Впрочем, почему не может, когда это была Лиза, именно Лиза, несомненно, Лиза, та самая хохотушка-медсестра из процедурного кабинета, с которой познакомил Семена Семеновича хлястик от серого плаща девушки…
В те далекие уже теперь времена городской транспорт не отличался точностью. Автобусы, как и теперь, ходили с большими перебоями. И чтобы дождаться нужного маршрута, следовало запастись дьявольским терпением и нахальством. Потому что протиснуться в салон долгожданной машины порой не было ни малейшей возможности. В таком вот неравном бою за желанное место в салоне и пришлось Семену ненароком оторвать скромную принадлежность одежды у девушки, которая, точно киношный каскадер, повисла на подножке трогавшегося автобуса. На треск отрываемого хлястика девушка обернулась, глаза их встретились и…

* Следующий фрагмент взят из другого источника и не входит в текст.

PR #3491, opened 2017-12-05
Change the name of the file to match the content

WojcikMike:
Rename the file name to match the content


mikeminutillo:
Happy with the rename. Do we need to adjust the page title or put in any redirects?

PR #3493, opened 2017-12-06
Editorial review

MarcinHoppe:


udidahan:
I re-read the [section on multiple message types starting a saga](https://github.com/Particular/docs.particular.net/blob/master/nservicebus/sagas/index.md#multiple-message-types-starting-a-saga), specifically this part:

> Assume that message A should be processed before message B. Often in such a situation the saga will persist some data from message A to be read when the saga processes message B. However, if message B is processed first and starts the saga, then the data from message A has not been persisted yet.

That doesn't make sense to me.

MarcinHoppe:
@udidahan I took at stab at improving the description by referring to the example: #3508. Can you take a look?

udidahan:
It's quite a bit better. Thanks.

I've also made a tiny tweak to one sentence in PR #3513.

Let me know what you think.

MarcinHoppe:
I like it. Let's give @kbaley a chance to take a look at both PRs and merge.

PR #3498, opened 2017-12-07
Reordering logger config

ramonsmits:
I copy this snippet almost daily and never want to set the directory. Probably lots of our customers too.


SzymonPobiega:
❤️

Но, увы и ах, чего только не случается в нашей непростой, суетной жизни! Лиза была замужем! Да и сам Семен Семенович, как он любил повторять, «был глубоко женатым человеком». Но каким-то самым непостижимым образом им обоим удавалось скрывать от вторых половинок свой бурный роман, объясняя отлучки из дома частыми дежурствами и поездками «на картошку». А потом Семена Семеновича как лучшего врача-реаниматолога района направили в Монгольскую Республику поднимать у братьев-монголов здравоохранение на современный уровень.

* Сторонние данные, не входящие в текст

PR #5133, opened 2020-11-23
Prevent prereleases from using wildcards to avoid samples breaking

danielmarbach:
- [x] Update the csproj that violate the rule


andreasohlund (approved):
https://github.com/Particular/docs.particular.net#temporary-unstables needs to be updated as well

DavidBoike (approved):

PR #5136, opened 2020-11-24
ASP v4 (for core v8) documentation and samples

danielmarbach:


lailabougria (approved):

SeanFeldman (approved):

SeanFeldman (commented):
The new nuget alias is ASTP. But the samples, shouldn't those still be targeting ASP as the component name?

>    System.NullReferenceException : Object reference not set to an instance of an object.  1) Component metadata for component name 'ASTP' was not found.

danielmarbach:
@SeanFeldman The problem was that the prerelease verification tests did not deal with nuget aliases properly. I did a first attempt to solve it although the logic is not 100% bulletproof due to `FirstOrDefault` but it seems to catch what we currently have in docs

PR #5147, opened 2020-12-01
Less getting started

DavidBoike:
So that search results are more focused on what's important


menu/menu.yaml
```diff
@@ -34,9 +34,9 @@
       Title: More tutorials
       Articles:
       - Url: tutorials/monitoring-setup
-        Title: Monitoring NServiceBus solutions
```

Они сидели в маленьком уютном кафе на привокзальной площади и медленно тянули из высоких стаканов абрикосовый сок.
- Когда ты так неожиданно уехал, - устало говорила Елизавета Николаевна, - я в себя прийти не могла. Долго, очень долго. Ни муж, ни дети не радовали. Часто вспоминала тот старый фильм, снятый в военную пору с Лидией Смирновой в главной роли. И повторяла, повторяла, повторяла, как ненормальная: «Жди меня, и я вернусь». Уж очень мне хотелось в такое чудо поверить. А потом… Сначала муж изменять начал. Потом и вовсе к другой ушел. Дети разъехались. У них давно своя жизнь. Я одна в двухкомнатной квартире свой век коротаю. Иногда такая тоска на сердце -
не передать.
- Да и у меня не лучше, - отозвался Семен Семенович. - Жена часто болела, потому и детей нет. Не получилось у нас как-то. Опять вон на днях в клинику ее положили. Кстати, подожди-ка, я ей апельсинов куплю.

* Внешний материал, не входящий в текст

PR #5153, opened 2020-12-11
ASB Native Pub/Sub Sample

tmasternak:


SeanFeldman (commented):
See comments on the accompanying issue.

samples/azure-service-bus-netstandard/native-integration-pub-sub/ASBS_1/NativeShared/TopologyManager.cs
```diff
@@ -0,0 +1,33 @@
+﻿namespace NativeSender
+{
+    using System;
+    using System.Threading.Tasks;
+    using Microsoft.Azure.ServiceBus;
+    using Microsoft.Azure.ServiceBus.Management;
+
+    public static class TopologyManager
+    {
+        public static async Task CreateSubscription(string connectionString, string name, SqlFilter sqlFilter, string topicPath = "bundle-1", string ruleName = "rule")
```
SeanFeldman, line 10: `name` could benefit from being renamed to `subscriptionName`.

SeanFeldman, line 10: The default value for a rule name in the following way

```c#
ruleName = "rule"
```

is going to break the moment a subscriber has more than one event to subscribe to. While the sample is not a production-grade code, we should strive to lead in the right direction. Making a rule name mandatory is a good way to make readers think about it rather than assume it can be ignored.

samples/azure-service-bus-netstandard/native-integration-pub-sub/ASBS_1/NativeSubscriberA/Program.cs
```diff
@@ -0,0 +1,57 @@
...
+    {
+        var subscriptionName = "Samples.ASB.NativeIntegration.NativeSubscriberA";
+        
+        Console.Title = subscriptionName;
+
+
+        await TopologyManager.CreateSubscription(
+            ConnectionString,
+            subscriptionName,
+        #region SubscriberAFilter
```
SeanFeldman, line 34: Similar to this, I'd suggest adding a snippet for a mandatory rule name and elaborate why is it needed (see my previous comment).

SeanFeldman (changes requested):
That's great. There's one item that has to be addressed. Once that's out of the way, PR is good to be merged.

tmasternak:
@SeanFeldman please have a look now.

SeanFeldman (approved):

Семен Семенович тяжело поднялся. И, отодвинув стул, вышел из-за стола. Вернулся он довольно быстро, гордо поставив на пластмассовый столик большой полиэтиленовый пакет, доверху заполненный ярко-рыжими фруктами. И вдруг на стене около их столика неожиданно заговорил старенький репродуктор: «Жди меня, и я вернусь», - приятным баритоном сообщил известный киноартист.
В этот момент в кафе шумно ввалилась компания подвыпивших молодых людей со своей дикой, кричащей музыкой, и Елизавете Николаевне с большим трудом удалось расслышать лишь последние строчки любимого симоновского стихотворения:
«Просто ты умела ждать,
Как никто другой…»
- А ведь это про тебя, Лиза, - неожиданно произнес Семен Семенович. - Ты все там же живешь? Я зайду как-нибудь к тебе, если не возражаешь. Не прогонишь? А сейчас, прости, пойду, жена из клиники позвонить должна. Мы так условились. Так я зайду к тебе?
Елизавета Николаевна подняла на него глаза и согласно кивнула головой.